Continuity of Translation Operator on Topological Vector Spaces I was reading Rudin's functional analysis book on topological vector spaces (tvs). According to it, a topological vector space $X$ is a vector space together with a topology $\tau$ which is $T_{1}$ and in which the maps $s: X \times X \to X$ and $p: \mathbb{K}\times X \to X$ given by $s(x,y) := x+y$ and $p(\alpha, x) := \alpha x$ are continuous. Here $\mathbb{K}$ is either $\mathbb{R}$ or $\mathbb{C}$. 
Then, Rudin introduces the translation operator $T_{a}$, which is a map $T_{a}: X \to X$ given by $T_{a}(x) := a+x$. The proposition that follows these definitions states that $T_{a}$ is an homeomorphism of $X$ onto $X$. Well, it is clear that $T_{a}$ is bijective and has inverse $T_{-a}$ due the axioms of vector space.
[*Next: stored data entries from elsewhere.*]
PR #587, opened 2020-02-05
CMake package should add the modules to CMAKE_MODULE_PATH

Lectem:
Issue: https://github.com/awslabs/aws-c-event-stream/issues/15 

Right now `aws-c-event-stream` needs a lot of boilerplate code to determine the modules installation path while the `aws-c-common` package should provide it.
This would fix https://github.com/awslabs/aws-c-event-stream/issues/15 simply by moving `find_package(aws-c-common REQUIRED)` before the various module `include`s
Using `configure_package_config_file` makes it easier to have a relocatable package.

A pull request will be opened in `aws-c-event-stream` too.


Lectem:
Any news on this ?
I'm waiting for this PR and https://github.com/awslabs/aws-c-event-stream/pull/33 to be merged so that we can set our CI back to upstream and get the latest updates.

JonathanHenson:
I think this is a great change, but we'd need to apply it evenly across all the repos (there's 8 more), so it will take time. It's also a lot of work when we get the cmake stuff wrong to get them upgraded. We're evaluating this and we'll apply it next time we touch our cmake. 

As for the linked issue, it looks like your code is out of date. The actual bug was fixed a while ago. 

Are you having problems with the latest commit?

Lectem:
> As for the linked issue, it looks like your code is out of date. The actual bug was fixed a while ago.
> 
> Are you having problems with the latest commit?

Sorry I missed the question last time.
Yes I was having issues when building on amazon linux 2, using the latest commits at the time. That would be 60d5f8de6d4e237c7e7ac2014266d4948116f9e3.

Should I try with latest master ?

PR #591, opened 2020-02-06
Bigint multiply

bretambrose:
Adds aws_bigint_multiply()


include/aws/common/bigint.h
```diff
@@ -153,6 +153,13 @@ int aws_bigint_add(struct aws_bigint *output, struct aws_bigint *lhs, struct aws
 AWS_COMMON_API
 int aws_bigint_subtract(struct aws_bigint *output, struct aws_bigint *lhs, struct aws_bigint *rhs);
 
+/*
+ * Multiplies two big integers, placing the result in output.  Output must have been initialized first.  Output
+ * may alias to either operand.
+ */
+AWS_COMMON_API
+int aws_bigint_multiply(struct aws_bigint *output, struct aws_bigint *lhs, struct aws_bigint *rhs);
```
graebm: lhs and rhs should be const

source/bigint.c
```diff
@@ -559,3 +559,79 @@ int aws_bigint_subtract(struct aws_bigint *output, struct aws_bigint *lhs, struc
 
     return AWS_OP_SUCCESS;
 }
+
+int aws_bigint_multiply(struct aws_bigint *output, struct aws_bigint *lhs, struct aws_bigint *rhs) {
+    struct aws_bigint temp_output;
+    AWS_ZERO_STRUCT(temp_output);
```
graebm: optional optimization idea:
If `output` is NOT an alias of `lhs` or `rhs`, then you don't need to use `temp_output`

PR #1078, opened 2023-11-16
Fixed directory creation to ignore umask, and allow cross process loc…

JonathanHenson:
…k to fall back to read only if it can't open the file in rw mode.

testing on this one is hard to automate. Here's how I verified:

create lock directory as user, create lock as user, make sure it works
create lock dir as user, create lock as root, make sure it works for user
create lock dir as root, create lock as root, make sure it works for user
create lock dir as root, try to create lock as user, make sure it works for user.

### DIFF
--- a/source/posix/file.c
+++ b/source/posix/file.c
@@ -40,6 +40,9 @@ int aws_directory_create(const struct aws_string *dir_path) {
         return aws_translate_and_raise_io_error(errno_value);
     }
 
+    /* bypass umask by setting the perms we actually requested */
+    chmod(aws_string_c_str(dir_path), S_IRWXU | S_IRWXG | S_IRWXO);
+
     return AWS_OP_SUCCESS;
 }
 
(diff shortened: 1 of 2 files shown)


nateprewitt (approved):
LGTM after tests wrap

source/posix/file.c
```diff
@@ -40,6 +40,9 @@ int aws_directory_create(const struct aws_string *dir_path) {
         return aws_translate_and_raise_io_error(errno_value);
     }
 
+    /* bypass umask by setting the perms we actually requested */
+    chmod(aws_string_c_str(dir_path), S_IRWXU | S_IRWXG | S_IRWXO);
```
waahm7, line 44: We should respect the umask by default and only apply this to `/tmp/aws_crt_cross_process_lock/`.

JonathanHenson: fair, will update

waahm7 (approved):

PR #1088, opened 2024-02-08
Use _Exit() on test failure, to avoid LeakSanitizer spam

graebm:
Cut down on unrelated spam when a test fails.

[_Exit()](https://en.cppreference.com/w/c/program/_Exit) is in C99. It avoids running cleanup functions on program termination.

This does prevent us from running multiple tests via the `aws-c-common-tests` executable, but we never ever do that. We always use `ctest`, which launches each test in its own process. I literally only learned today that you can pass `-A` to run all tests.

### DIFF
--- a/include/aws/testing/aws_test_harness.h
+++ b/include/aws/testing/aws_test_harness.h
@@ -42,6 +42,7 @@ the AWS_UNSTABLE_TESTING_API compiler flag
 
 /** Prints a message to AWS_TESTING_REPORT_FD using printf format that appends the function, file and line number.
  * If format is null, returns 0 without printing anything; otherwise returns 1.
+ * If function or file are null, the function, file and line number are not appended.
  */
 static int s_cunit_failure_message0(
     const char *prefix,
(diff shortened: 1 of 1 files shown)


DmitriyMusatkin (approved):

include/aws/testing/aws_test_harness.h
```diff
@@ -478,7 +481,8 @@ static inline int s_aws_run_test_case(struct aws_test_harness *harness) {
         const size_t leaked_bytes = aws_mem_tracer_bytes(allocator);
         if (leaked_bytes) {
             aws_mem_tracer_dump(allocator);
-            PRINT_FAIL_INTERNAL0("Test leaked memory: %zu bytes %zu allocations", leaked_bytes, leaked_allocations);
+            PRINT_FAIL_WITHOUT_LOCATION(
```
graebm, line 484: It always annoyed me how the final "test leaked" and "test failed" messages printed their file location and line no. It made it look like the aws_test_runner.h code is what had bugs

PR #1096, opened 2024-03-08
Best Effort Thread Pinning to CPU_ID

waahm7:
*Description of changes:*
Sometimes, `pthread_create` can fail with an `EINVAL` error, or on FreeBSD, it can fail with an `EDEADLK` error if the `cpu_id` is restricted. Since pinning to a particular `cpu_id` is supposed to be best-effort, try to launch a thread again without pinning to a specific `cpu_id`.

### DIFF
--- a/source/posix/thread.c
+++ b/source/posix/thread.c
@@ -277,7 +277,7 @@ int s_init_pthread_attr(size_t stack_size, int32_t cpu_id, pthread_attr_t *out_a
         CPU_ZERO(&cpuset);
         CPU_SET((uint32_t)cpu_id, &cpuset);
 
-        attr_return = pthread_attr_setaffinity_np(attributes_ptr, sizeof(cpuset), &cpuset);
+        attr_return = pthread_attr_setaffinity_np(out_attributes, sizeof(cpuset), &cpuset);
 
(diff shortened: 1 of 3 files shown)


source/posix/thread.c
```diff
@@ -296,12 +296,11 @@ int aws_thread_launch(
...
 
             if (attr_return) {
-                AWS_LOGF_ERROR(
+                AWS_LOGF_WARN(
                     AWS_LS_COMMON_THREAD,
-                    "id=%p: pthread_attr_setaffinity_np() failed with %d.",
+                    "id=%p: pthread_attr_setaffinity_np() failed with %d. Continuing without cpu affinity",
                     (void *)thread,
                     attr_return);
-                goto cleanup;
```
TingDaoK, line 304: I don't like we just continue here:
1. if anything fails from `pthread_create`, we still check if we have the cpu_id set, and we will retry, which will lead to the same `pthread_create` and probably fail the same way.
2. In my opinion, it's easier to follow if we just `goto cleanup` here.

waahm7: Thanks, I have re-added the goto cleanup line.

PR #1098, opened 2024-03-28
import libcbor

TingDaoK:
*Issue #, if available:*

import libcbor as 3rd party dependency. https://github.com/PJK/libcbor

*Description of changes:*

### DIFF
--- a/scripts/import_libcbor.py
+++ b/scripts/import_libcbor.py
@@ -3,29 +3,19 @@ import tempfile
 import shutil
 import subprocess
 import argparse
+import re
 
 def parse_version(version_string):
-    if version_string.startswith('v'):
-        version_string = version_string[1:]
-    parts = version_string.split('.')
-    if not parts:
+    match = re.fullmatch(r'v(\d+)\.(\d+)\.(\d+)', version_string)
+    if not match:
         raise ValueError("Invalid version string")
-    major = int(parts[0])
-    minor = 0
-    patch = 0
-    if len(parts) > 1:
-        minor = int(parts[1])
-
-    if len(parts) > 2:
-        patch = int(parts[2])
-
-    return major, minor, patch
+    return match.group(1), match.group(2), match.group(3)
 
 argument_parser = argparse.ArgumentParser(
     description="Helper to import libcbor as external dependency.")
 
 argument_parser.add_argument("--version",
-                                default="v0.11.0", help="Version string to import")
+                                required=True, help="Version string to import")
 
 args = argument_parser.parse_args()
 major_version, minor_version, patch_version = parse_version(args.version)
@@ -80,10 +70,8 @@ CONFIGURATION_H = f"""
 #endif
 
 #ifdef __clang__
-#    pragma clang diagnostic push
 #    pragma clang diagnostic ignored "-Wreturn-type"
 #elif defined(__GNUC__)
-#    pragma GCC diagnostic push
 #    pragma GCC diagnostic ignored "-Wreturn-type"
 #    pragma GCC diagnostic ignored "-Wunknown-pragmas"
 #    pragma GCC diagnostic ignored "-Wmaybe-uninitialized"
--- a/source/external/libcbor/cbor/configuration.h
+++ b/source/external/libcbor/cbor/configuration.h
@@ -36,10 +36,8 @@
 #endif
 
 #ifdef __clang__
-#    pragma clang diagnostic push
 #    pragma clang diagnostic ignored "-Wreturn-type"
 #elif defined(__GNUC__)
-#    pragma GCC diagnostic push
 #    pragma GCC diagnostic ignored "-Wreturn-type"
 #    pragma GCC diagnostic ignored "-Wunknown-pragmas"
 #    pragma GCC diagnostic ignored "-Wmaybe-uninitialized"


graebm:
Would it be wise to merge this into some `cbor` feature branch, instead of `main` as we iterate on this?

scripts/import_libcbor.py
```diff
@@ -0,0 +1,64 @@
...
+        for file in files:
+            if file.endswith((".c", ".h")):
+                src_file = os.path.join(root, file)
+                rel_path = os.path.relpath(src_file, src_dir)
+                dest_file = os.path.join(output_dir, rel_path)
+                os.makedirs(os.path.dirname(dest_file), exist_ok=True)
+                if dir_name == "cbor":
+                    with open(src_file, 'r') as f:
+                        contents = f.read()
+                    pattern = r'#include "cbor/'
```
graebm, line 41: You can avoid doing any edits if you add the following to aws-c-common's CMakeLists.txt:
```
# libcbor files do includes assuming their at the root, like: #include "cbor/cbor_export.h"
# To make these paths work, add the location we're storing them as a search path.
target_include_directories(${PROJECT_NAME} PRIVATE
        ${CMAKE_CURRENT_SOURCE_DIR}/source/external/libcbor)
```

scripts/libcbor_customize/configuration.h
```diff
@@ -0,0 +1,38 @@
+#ifndef LIBCBOR_CONFIGURATION_H
```
graebm, line 1: Add a comment at the top of this file like: 
```
/**
 * DO NOT DIRECTLY MODIFY THIS FILE:
 *
 * The code in this file is generated from scripts/.../path_to_actual_source
 *  and any modifications should be in there.
 */
```

Otherwise people are going to tweak the comiler warnings below to fix some random CI failure. Then a few months later it will get blown away when someone updates cbor using this script

scripts/libcbor_customize/cbor_export.h
```diff
@@ -0,0 +1,8 @@
+
```
graebm, line 1: same about DO NOT MODIFY

scripts/import_libcbor.py
```diff
@@ -0,0 +1,64 @@
...
+    # Create a separate folder for the copied files
+    output_dir = os.path.join(
+        os.path.dirname(__file__), "..", "source", "external", "libcbor")
+    os.makedirs(output_dir, exist_ok=True)
+
+    # Copy files ending with .c and .h from the /src directory
+    src_dir = os.path.join(temp_repo_dir, "src")
+
+    # Use our customized configurations
+    src_customize_cbor_dir = os.path.join(
```
graebm, line 25: debatable: I'm not really sure if this is better or not ... but instead of additional external files, you can just have strings at the top of this file like:
```
CBOR_EXPORT_H = """
#ifndef CBOR_EXPORT_H
#define CBOR_EXPORT_H
...
"""
```

Or ... just don't bother copying these files in from anywhere, just have them live in the repo and the update script doesn't touch them.

scripts/import_libcbor.py
```diff
@@ -0,0 +1,64 @@
...
+import subprocess
+import re
+
+# Create a temporary directory for cloning the repository
+temp_repo_dir = tempfile.mkdtemp()
+
+try:
+    # Clone the repository into the temporary directory
+    repo_url = "https://github.com/PJK/libcbor.git"
+    clone_command = f"git clone {repo_url} {temp_repo_dir}"
```
graebm, line 13: this script isn't using the latest release
maybe force someone to pass it in via argparse

CMakeLists.txt
```diff
@@ -213,6 +218,10 @@ endif()
 set_target_properties(${PROJECT_NAME} PROPERTIES VERSION 1.0.0)
 set_target_properties(${PROJECT_NAME} PROPERTIES SOVERSION 1)
 
+# libcbor files do includes assuming their at the root, like: #include "cbor/cbor_export.h"
```
graebm, line 221:
```suggestion
# libcbor files do includes like: #include "cbor/cbor_export.h"
```

THIRD-PARTY-LICENSES.txt
```diff
@@ -55,3 +55,29 @@ LIABILITY, WHETHER IN AN ACTION OF CONTRACT, TORT OR OTHERWISE, ARISING FROM,
 OUT OF OR IN CONNECTION WITH THE SOFTWARE OR THE USE OR OTHER DEALINGS IN
 THE SOFTWARE.
 
+------
+
+** libcbor; version 0.11.0 -- https://github.com/PJK/libcbor
```
graebm, line 60: can we omit the version here?

THIRD-PARTY-LICENSES.txt isn't being updated by import_libcbor.py
but even if it were, we also have that scallion tool that other people will use in the future to add more licenses to this file, and we're never going to remember to update that as well...

or is it scallion that put this in here to begin with?

scripts/import_libcbor.py
```diff
@@ -0,0 +1,116 @@
+import os
+import tempfile
+import shutil
+import subprocess
+import re
+
+# TODO support pass-in version and use the tag
```
graebm, line 7: just do this

scripts/import_libcbor.py
```diff
@@ -0,0 +1,116 @@
...
+
+major_version = 0
+minor_version = 11
+patch_version = 0
+
+GENERATED_NOTES = """/**
+ * DO NOT DIRECTLY MODIFY THIS FILE:
+ *
+ * The code in this file is generated from scripts/import_libcbor.py
+ *  and any modifications should be in there.
```
graebm, line 17: utterly trivial:
```suggestion
 * and any modifications should be in there.
```

scripts/import_libcbor.py
```diff
@@ -0,0 +1,116 @@
...
+    for root, dirs, files in os.walk(src_dir):
+        dir_name = os.path.basename(root)
+        for file in files:
+            if file.endswith((".c", ".h")):
+                # copy the source code to ../source/external/libcbor
+                src_file = os.path.join(root, file)
+                rel_path = os.path.relpath(src_file, src_dir)
+                dest_file = os.path.join(output_dir, rel_path)
+                os.makedirs(os.path.dirname(dest_file), exist_ok=True)
+                shutil.copy(src_file, dest_file)
```
graebm, line 97: trivial:
```suggestion
                shutil.copy(src_file, dest_file, dirs_exist_ok=True)
```

scripts/import_libcbor.py
```diff
@@ -0,0 +1,116 @@
...
+try:
+    # Clone the repository into the temporary directory
+    repo_url = "https://github.com/PJK/libcbor.git"
+    clone_command = f"git clone {repo_url} {temp_repo_dir}"
+    subprocess.run(clone_command, shell=True, check=True)
+
+    # Create a separate folder for the copied files
+    output_dir = os.path.join(
+        os.path.dirname(__file__), "..", "source", "external", "libcbor")
+    os.makedirs(output_dir, exist_ok=True)
```
graebm, line 84: delete everything in output_dir before copying things in again

that way, if libcbor ends up renaming or removing a file, we'll also get rid of the old file

scripts/import_libcbor.py
```diff
@@ -0,0 +1,139 @@
...
+    if len(parts) > 2:
+        patch = int(parts[2])
+
+    return major, minor, patch
+
+argument_parser = argparse.ArgumentParser(
+    description="Helper to import libcbor as external dependency.")
+
+argument_parser.add_argument("--version",
+                                default="v0.11.0", help="Version string to import")
```
graebm, line 28: don't have a default value.
someone is going to run this in the future and accidentally downgrade us
```suggestion
                             required=True,
                             help="Version to import (e.g. v0.11.0)")
```

scripts/import_libcbor.py
```diff
@@ -0,0 +1,139 @@
...
+    major = int(parts[0])
+    minor = 0
+    patch = 0
+    if len(parts) > 1:
+        minor = int(parts[1])
+
+    if len(parts) > 2:
+        patch = int(parts[2])
+
+    return major, minor, patch
```
graebm, line 22: trivial: this can be simpler
```suggestion
    match = re.fullmatch(r'v(\d+)\.(\d+)\.(\d+)', version_string)
    if not match:
        raise ValueError("Invalid version string")
    return match.group(1), match.group(2), match.group(3)
```

scripts/import_libcbor.py
```diff
@@ -0,0 +1,139 @@
...
+#    pragma warning(disable : 4244)
+#    pragma warning(disable : 4701)
+#    pragma warning(disable : 4703)
+#endif
+
+#ifdef __clang__
+#    pragma clang diagnostic push
+#    pragma clang diagnostic ignored "-Wreturn-type"
+#elif defined(__GNUC__)
+#    pragma GCC diagnostic push
```
graebm, line 86: trivial: I don't think there's any point in "pushing" a new level in the warning stack, since we never "pop" it off
```suggestion
#    pragma clang diagnostic ignored "-Wreturn-type"
#elif defined(__GNUC__)
```

graebm (approved):
fix & ship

For the continuity part, Rudin states that it follows immediately from the hypothesis that $s$ is continuous and this is a little tricky to me because $s$ is defined on the cartesian product $X \times X$  while $T_{a}$ is a map defined on $X$. So, I'd like to do it a little more carefully. My attempt to prove it is described in the following.
Let $s|_{\{a\}}$ the restriction of $s$ to $\{a\}\times X$, that is, $s|_{\{a\}}: \{a\}\times X \to X$ is given by $s|_{\{a\}}(a,x) := a+x$. Treating $\{a\}\times X$ as a topological subspace of $X \times X$, it  follows that $s|_{\{a\}}$ is continous (restrictions of continuous maps are continuous). Furthermore, we can define an inclusion $i: X \to \{a\}\times X$ by $x \mapsto i(x) :=(a,x)$. Then, $T_{a} = s|_{\{a\}}\circ i$ and, thus, to prove $T_{a}$ is continuous is enough to prove that $i$ is continuous. But $i$ is indeed continuous since, given $x \in X$ and a neighborhood $V$ (open set containing) of $(a,x) \in \{a\}\times X$, we can find a neighborhood $U_{x} \in \tau$ of $x$ so that $(a,x) \in \{a\}\times U_{x}\subset V$, since the sets $\{a\}\times U$, $U \in \tau$, forms a basis of the topology of $\{a\}\times X$. Thus, we have $i(U_{x}) = \{i(x): x \in U_{x}\} = \{(a,x): x \in U_{x}\} = \{a\}\times U_{x} \subset V$. Thus, because $V$ and $x$ is arbitrary, it follows that $i$ is continuous.
Is my reasoning correct? Could it be simpler? Any thoughts would be appreciated! Thanks!
 A: Your work seems, well, tedious. Break it up into simpler parts.
1) Since $X \times X$ has the product topology (you did not say that), the mapping $X \to {a} \times X$ is continuous for each a in X. 
2) For every continuous function $f\colon Y \to Z$ between topological spaces and subset $S$ of $Y$, the restriction map $S \to Z$ is continuous when $S$ is given the subspace topology since this map is the composition of the inclusion $S \hookrightarrow Y$, which is continuous, and the original function $Y \to Z$, and the composition of continuous maps is continuous. 
I left out some details to emphasize the main points. If you are at the stage of learning about topological vector spaces then I think the omitted details (e.g., continuity of the inclusion of a subset) should be familiar from general topology. That is why Rudin skipped an explanation. If the details are not familiar from general topology, okay, but still it is worth highlighting the main points to grasp. Review the product and subspace topologies so such properties are automatically familiar and you do not reinvent the wheel when you have to apply them in new situations.